Former longtime fire chief dies

Former fire chief Jim McSwain

The man who spent 27 years protecting the city of Lawrence died Thursday.

Former Lawrence Fire Chief Jim McSwain, 65, died of natural causes at Lawrence Memorial Hospital.

Hired as the city’s fire chief in 1978 and retiring in 2005, McSwain’s legacy included merging the city’s fire department with Douglas County’s ambulance service, developing a plan to build and relocate fire stations, and instituting education programs within the department and fire safety practices within the city.

“He was really dedicated to giving the public the best fire service that he could,” former City Manager Mike Wildgen said.

In 1962, McSwain started his firefighter career in Montgomery, Ala., at a time when racial tension was high. He came to Lawrence in 1978 from Oklahoma State University, where he was a professor of fire science. In those days, it was a rare move to hire a fire chief from outside the department.

“I don’t want to say he’d seen it all, but he came pretty close to having seen it all. And actually having done it,” current Lawrence-Douglas County Fire Medical Chief Mark Bradford said.

At the top of McSwain’s mind was firefighter safety.

“His little nuance or saying at the end of all his memos or if he was going to be out of town was to be safe,” Bradford said.

Good friend and former utility director for the city Roger Coffey described McSwain as both persistent and professional. McSwain pushed to improve the city’s water supply system to help boost the city’s fire insurance rating, a goal he accomplished in 1984.

“He made quite clear to me that he planned to improve the city’s fire services and fire suppression services, and in order to do that, a well maintained and functioning water supply was needed,” Coffey said. “Everything meshed just right with us, personality and otherwise.”

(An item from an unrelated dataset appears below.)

PR #562, opened 2018-01-31
feat: add basic table state behavior

### LINKED ISSUE #485: Data Table: Sorting
This issue is for refining the initial behavior for sorting in a Data Table. Ideally, we'd like to provide a basic set of functionality for sorting that works for most consumers, while providing custom hooks for people to override the sorting logic.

During McSwain’s tenure, the fire department fought high-profile fires at the FMC plant in North Lawrence in the 1980s, Kansas University’s Hoch Auditorium in 1991 and a blaze at the Sunflower Outdoor & Bike Shop in 1997.

In a 2005 interview with the Lawrence Journal-World, McSwain said one of his biggest disappointments was the death of firefighter Mark Blair, who died in a 1986 house fire, a case of arson.

“When you become a fire chief, if you are worth your salt at all, you tell yourself that you are going to leave this position without ever losing a firefighter,” McSwain said at the time. “I wasn’t able to do that.”

Rachel Schell Prather, who was married to McSwain for 15 years, said he was a family man at heart who put his children first and the fire department second. He looked forward to big family dinners with his children and grandchildren.

“He was happiest to sit back and watch them all,” his wife said.

Along with being Lawrence’s longstanding fire chief, McSwain can be remembered as the Santa Claus who found himself in a pickle every year on top of Weaver’s department store and had to be “rescued” by firefighters.

Even without the Santa suit, Prather said he was so well known in town that sometimes it felt “like I was with a celebrity.”

After retiring, McSwain moved outside the city limits and away from the blare of fire engines.

“Every time he heard them, you could tell it really worried him,” Prather said.

He still kept in contact with his former department, visiting firefighters and reading two to three newspapers a day.

A big man with hands the size of bear paws, McSwain had a great sense of humor, Bradford said.

Recently the two traded barbs over the color of fire trucks. According to Wildgen, McSwain was the inspiration behind the city’s unusual yellow-green fire trucks, a shade he believed would be easier to spot than the red ones.

“Any chance he could, he would try to throw in something lively to keep the situation going,” Bradford said.

The current fire chief said he and McSwain were probably more different than they were similar, but that doesn’t stop him from considering his predecessor as a professional and personal mentor.

“He gave me a lot of ideas about how to manage and how to lead people. Those things I will never forget,” he said.